A Bunk, A Desk, and A Toilet
- koreydhendersonphd
- Mar 8, 2022
- 3 min read
Updated: Mar 26, 2022
Things I learned, contemplated, while in a bunk, desk, and yes the toilet.

Cell Diagram
To say a prison cell is smaller than your bathroom doesn't describe a prison cell adequately. In Texas, there are older prisons called 'red brick' units. They are called 'red brick' because f the color of the bricks. The cells are so small. I can sit on my bunk and put my feet flat on the wall across the cell.
The toilet in the cell is located at the head of the bunkbeds. Let me paint a picture, imagine. You are trying to sleep, and your cellmate is sitting right next to your head, taking care of biological business at 2 AM in the morning. Talk about waking up from dreaming about your favorite lady to a nightmare next to your head. Not just the sight by the smell (whew!).

Prison visitation
We all want to look nice to our visitors. We go through the ritual of washing our clothes by hand in the toilet. Yes, I have to wash my clothes in the toilet. Then while our clothes are still wet, we iron all the wrinkles out. No, they don't sell iron in the commissary. There are several ways to iron our clothes; here are two I have used.
Ironing Method One
You begin by wiping the concrete floor clean, then lay your clothes on the floor. Take a hotpot top, equivalent to a metal coffee pot. The hotpot top is about the size of a jar of peanut butter top. You take the hotpot top, press it flat and hard, and rub all the wrinkles out of the pants and shirt. Then hang them on a make-shift clothesline. Clotheslines are made of shoestrings. Tie each end of the shoestrings from one end of the cell to the other. Then let the clothes dry.

Ironing Method Two
If you are lucky, you have a cell where the walls are painted and not chipping. You can press the pants and shirts against the wall with the hotpot top. When you do this, my pressure pressing into the pants and shirt will cause them to stick to the wall. I let them dry while stuck on my wall. When the pants and shirt are dry, you fold them and put them under the mattress. While laying on my bunk at night, I anticipate the weekend visit and seeing family with the clothes between the mattress underneath me.
Nighttime Musings
I have learned valuable lessons while lying on the bunk about money; who doesn't like money. Think about how you would answer. Would you take it if someone gives you $100 with no strings attached?

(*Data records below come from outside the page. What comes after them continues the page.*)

Issue #1165, opened 2023-08-22
[Improvement] (tez): Unregister shuffle data after completing the execution of a DAG. 


zhuyaogai:
### Code of Conduct

- [X] I agree to follow this project's [Code of Conduct](https://www.apache.org/foundation/policies/conduct)

### Search before asking

- [X] I have searched in the [issues](https://github.com/apache/incubator-uniffle/issues?q=is%3Aissue) and found no similar issues.

### What would you like to be improved?

Generally, one application will execute multiple DAGs, and there is no correlation between the DAGs. Therefore, after completing the execution of a DAG, you can unregister the relevant shuffle data. Otherwise, when there are many DAGs, an application will occupy a large amount of resources for a long period of time.

### Are you willing to submit PR?

- [X] Yes I am willing to submit a PR!

PR #1166, opened 2023-08-22
[#1165] improvement(tez): Unregister shuffle data after completing the execution of a DAG. 

zhuyaogai:

Generally, one application will execute multiple DAGs, and there is no correlation between the DAGs. Therefore, after completing the execution of a DAG, you can unregister the relevant shuffle data. Otherwise, when there are many DAGs, an application will occupy a large amount of resources for a long period of time.

Fix: https://github.com/apache/incubator-uniffle/issues/1165

No.

Existing test cases.

### DIFF
--- a/client-tez/src/main/java/org/apache/tez/dag/app/RssDAGAppMaster.java
+++ b/client-tez/src/main/java/org/apache/tez/dag/app/RssDAGAppMaster.java
@@ -269,6 +269,11 @@ public class RssDAGAppMaster extends DAGAppMaster {
 
   @Override
   protected DAG createDAG(DAGProtos.DAGPlan dagPB) {
+    // Generally, one application will execute multiple DAGs,
+    // and there is no correlation between the DAGs.
+    // Therefore, after completing the execution of a DAG,
+    // you can unregister the relevant shuffle data.
+    tezRemoteShuffleManager.unregisterShuffle();
     DAGImpl dag = createDAG(dagPB, null);
     registerStateEnteredCallback(dag, this);
     return dag;
--- a/client-tez/src/main/java/org/apache/tez/dag/app/RssDAGAppMaster.java
+++ b/client-tez/src/main/java/org/apache/tez/dag/app/RssDAGAppMaster.java
@@ -65,6 +65,9 @@ import org.apache.tez.dag.app.dag.DAG;
 import org.apache.tez.dag.app.dag.DAGState;
 import org.apache.tez.dag.app.dag.Task;
 import org.apache.tez.dag.app.dag.TaskAttempt;
+import org.apache.tez.dag.app.dag.event.DAGAppMasterEvent;
+import org.apache.tez.dag.app.dag.event.DAGAppMasterEventDAGFinished;
+import org.apache.tez.dag.app.dag.event.DAGAppMasterEventType;
 import org.apache.tez.dag.app.dag.event.TaskAttemptEvent;
 import org.apache.tez.dag.app.dag.event.TaskAttemptEventType;
 import org.apache.tez.dag.app.dag.impl.DAGImpl;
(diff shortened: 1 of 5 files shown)


jerqi:
@zhengchenyu  Could you help me review this pr?

client-tez/src/main/java/org/apache/tez/dag/app/RssDAGAppMaster.java
```diff
@@ -269,6 +269,11 @@ public static void initAndStartRSSClient(final RssDAGAppMaster appMaster, Config
 
   @Override
   protected DAG createDAG(DAGProtos.DAGPlan dagPB) {
+    // Generally, one application will execute multiple DAGs,
+    // and there is no correlation between the DAGs.
+    // Therefore, after completing the execution of a DAG,
+    // you can unregister the relevant shuffle data.
+    tezRemoteShuffleManager.unregisterShuffle();
```
jerqi, line 276: Is it possible that we run two DAGs concurrently?

jerqi (approved):
LGTM, Let @zhengchenyu take another look.

client-tez/src/main/java/org/apache/tez/dag/app/RssDAGAppMaster.java
jerqi: Should we register the app again after we unregister the app?

zhengchenyu: Even though only one current dag can run, I think we can not make sure the tez will not change in the future version.
As shuffleId is composed of dagId, source vertexId, vertexId. We should unregister all shuffle ids which are owned by dag when dag is finished, but not all shuffle id owned by app. I think this is more reasonable. Maybe the tez will support parallel dag in the future.

zhuyaogai: @zhengchenyu hi, thank you for your reply, and I know what you mean. I have currently chosen a relatively simple way to implement it, but it can also be achieved by listening to the `DAG_FINISHED` event. If you think the latter is better, I can make changes.

zhuyaogai:
@jerqi @zhengchenyu hi, could you review for my PR? thanks!

zhengchenyu (changes requested):

client-tez/src/main/java/org/apache/tez/dag/app/RssDAGAppMaster.java
```diff
@@ -461,6 +463,46 @@ static void mayCloseTezSlowStart(Configuration conf) {
...
+      RssDAGAppMaster appMaster, Map callbackMap, List<DAGState> finalStates) {
+    finalStates.forEach(
+        finalState ->
+            callbackMap.put(
+                finalState,
+                new DagFinalStateCallback(
+                    appMaster, (OnStateChangedCallback) callbackMap.get(finalState))));
+  }
+
+  static class DagFinalStateCallback implements OnStateChangedCallback<DAGState, DAGImpl> {
```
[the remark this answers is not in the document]
zhuyaogai: `new DagFinalStateCallback(appMaster, (OnStateChangedCallback) callbackMap.get(finalState))`
DagFinalStateCallback has field called `callback` which got from `callbackMap`, and the `callback` will be called when dag state was changed.  `callback.onStateChanged(dag, dagState);`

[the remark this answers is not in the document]
zhengchenyu: OK, I miss it.

zhengchenyu (approved):

jerqi (approved):
LGTM, thanks @zhuyaogai @zhengchenyu , merged to master.

Issue #1163, opened 2023-08-22
[Improvement] return the direct byte buffer when getting localfile data by using netty 


zuston:
### Code of Conduct

- [X] I agree to follow this project's [Code of Conduct](https://www.apache.org/foundation/policies/conduct)

### Search before asking

- [X] I have searched in the [issues](https://github.com/apache/incubator-uniffle/issues?q=is%3Aissue) and found no similar issues.

### What would you like to be improved?

Currently, the `FileSegmentManagedBuffer` will return the heap bytebuffer when reading data from localfile. It will be better to using the direct byte buffer

### Are you willing to submit PR?

- [ ] Yes I am willing to submit a PR!

pegasas:
Hi, @zuston ,

I will look into this problem and tries to raise an PR.
request to assign me this issue.
feel free to ping me if there is any concern.

PR #1171, opened 2023-08-24
[#1163] improvement(netty): return the direct byte buffer when getting localfile data by using netty

pegasas:

Currently, the `FileSegmentManagedBuffer` will return the heap bytebuffer when reading data from localfile. It will be better to using the direct byte buffer

Fix: [# (issue)](https://github.com/apache/incubator-uniffle/issues/1163)

No.

### DIFF
--- a/server/src/main/java/org/apache/uniffle/server/netty/ShuffleServerNettyHandler.java
+++ b/server/src/main/java/org/apache/uniffle/server/netty/ShuffleServerNettyHandler.java
@@ -454,7 +454,7 @@ public class ShuffleServerNettyHandler implements BaseMessageHandler {
             requestInfo);
         response =
             new GetLocalShuffleDataResponse(
-                req.getRequestId(), status, msg, sdr.getManagedBuffer());
+                req.getRequestId(), status, msg, new NettyManagedBuffer(Unpooled.wrappedBuffer(sdr.getManagedBuffer().nioByteBuffer())));
       } catch (Exception e) {
         status = StatusCode.INTERNAL_ERROR;
         msg = "Error happened when get shuffle data for " + requestInfo + ", " + e.getMessage();


server/src/main/java/org/apache/uniffle/server/netty/ShuffleServerNettyHandler.java
```diff
@@ -454,7 +454,7 @@ public void handleGetLocalShuffleData(TransportClient client, GetLocalShuffleDat
             requestInfo);
         response =
             new GetLocalShuffleDataResponse(
-                req.getRequestId(), status, msg, sdr.getManagedBuffer());
+                req.getRequestId(), status, msg, new NettyManagedBuffer(sdr.getManagedBuffer().byteBuf()));
```
zuston, line 457: We know the managedBuffer is `FileSegmentManagedBuffer` . To keep performance, we should ensure the `FileChannel` is used, which is invoked by `convertToNetty` method. Right?

zuston:
Could you help describe more in description ? @pegasas

pegasas:
> We know the managedBuffer is FileSegmentManagedBuffer . To keep performance, we should ensure the FileChannel is used, which is invoked by convertToNetty method. Right?

Sure.
I will fix this and add some description.

leixm:
@pegasas  In fact, this line of code in getShuffleData#transferTo method `channel.write(buffer.convertToNetty())` will use zero-copy api, we should keep using `FileSegmentManagedBuffer` instead of `NettyManagedBuffer`.

pegasas:
> @pegasas In fact, this line of code in getShuffleData#transferTo method `channel.write(buffer.convertToNetty())` will use zero-copy api, we should keep using `FileSegmentManagedBuffer` instead of `NettyManagedBuffer`.

It looks like we indeed use zero copy when in `MessageEncoder#write`,

Perhaps we may replace https://github.com/apache/incubator-uniffle/blob/master/common/src/main/java/org/apache/uniffle/common/netty/buffer/FileSegmentManagedBuffer.java#L64 into direct byte buffer?

It seems it use heap byte buffer in 

Is there any thinking when we first design here?
Will there be any risk?

@zuston @leixm

leixm:
> > @pegasas In fact, this line of code in getShuffleData#transferTo method `channel.write(buffer.convertToNetty())` will use zero-copy api, we should keep using `FileSegmentManagedBuffer` instead of `NettyManagedBuffer`.
> 
> It looks like we indeed use zero copy when in `MessageEncoder#write`,
> 
> Perhaps we may replace https://github.com/apache/incubator-uniffle/blob/master/common/src/main/java/org/apache/uniffle/common/netty/buffer/FileSegmentManagedBuffer.java#L64 into direct byte buffer?
> 
> It seems it use heap byte buffer in https://github.com/apache/incubator-uniffle/blob/master/internal-client/src/main/java/org/apache/uniffle/client/impl/grpc/ShuffleServerGrpcNettyClient.java#L305-L306
> 
> Is there any thinking when we first design here? Will there be any risk?
> 
> @zuston @leixm

You are right, we can refer to https://github.com/apache/spark/blob/master/common/network-common/src/main/java/org/apache/spark/network/protocol/MessageEncoder. Java, implement Encoder zero-copy, write an AbstractFileRegion.

The FileSegmentManagedBuffer#nioByteBuffer method is for the Grpc server, not for the nettty server. I am not sure whether to use off-heap memory as much as possible in Grpc mode, what do you think? cc @zuston .

Regarding the second question, the client will use GetLocalShuffleDataResponse as the decode result. In fact, the buffer here comes from netty's ByteBuf. As long as the netty client uses off-heap memory, off-heap memory is also used here. You can refer to TransportConf#preferDirectBufs.

leixm:
@pegasas  Are you willing to raise a PR to implement the zero-copy logic of Encoder? also there is another problem. At present, only sendShuffleData uses netty. The three interfaces getLocalShuffleData, getMemoryShuffleData, and getLocalShuffleIndex all support netty, but they have not been enabled yet. Can you raise a PR to enable it?

jerqi:
> @pegasas Are you willing to raise a PR to implement the zero-copy logic of Encoder? also there is another problem. At present, only sendShuffleData uses netty. The three interfaces getLocalShuffleData, getMemoryShuffleData, and getLocalShuffleIndex all support netty, but they have not been enabled yet. Can you raise a PR to enable it?

Maybe we're not familiar with the Netty. Could you raise a pr to enable the Netty?

leixm:
> > @pegasas Are you willing to raise a PR to implement the zero-copy logic of Encoder? also there is another problem. At present, only sendShuffleData uses netty. The three interfaces getLocalShuffleData, getMemoryShuffleData, and getLocalShuffleIndex all support netty, but they have not been enabled yet. Can you raise a PR to enable it?
> 
> Maybe we're not familiar with the Netty. Could you raise a pr to enable the Netty?

Sure.

pegasas:
> @pegasas Are you willing to raise a PR to implement the zero-copy logic of Encoder? also there is another problem. At present, only sendShuffleData uses netty. The three interfaces getLocalShuffleData, getMemoryShuffleData, and getLocalShuffleIndex all support netty, but they have not been enabled yet. Can you raise a PR to enable it?

Sure. 
Will continue following this thread.
Thanks @leixm !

Yeah, no-brainer, you would take it fast. Let's look at the same situation, but now that same $100 is torn in half, then taped back together, would you still take it? Still Free Money. Retaking the situation if the $100 was rubbed in dirt, mud and balled up, flatten back out. Would you still take it? Still Free Money. What if the $100 was used as toilet paper and used for number 2? Would you still take it? Sounds gross, doesn't it. You would still want it because it never lost its value regardless of the condition $100. It doesn't matter its shape. You would want the money.
Think About You
It doesn't matter if life has dragged you through the dirt, mud, or whether people have crapped on you. You still have the same value as if you were fresh off the printing press. You never lose your value in God's eye. When you change the way, you think you can change your life. You can learn from your mistakes if you don't waste your time denying and defending them.
Laying on my bunk, pressing my visitation clothes at night, I realized that we never lose our values in God's eye regardless of what you or I have been through. If God is for you, who or what can be against you. You can do it whatever it is, even when others say you can't.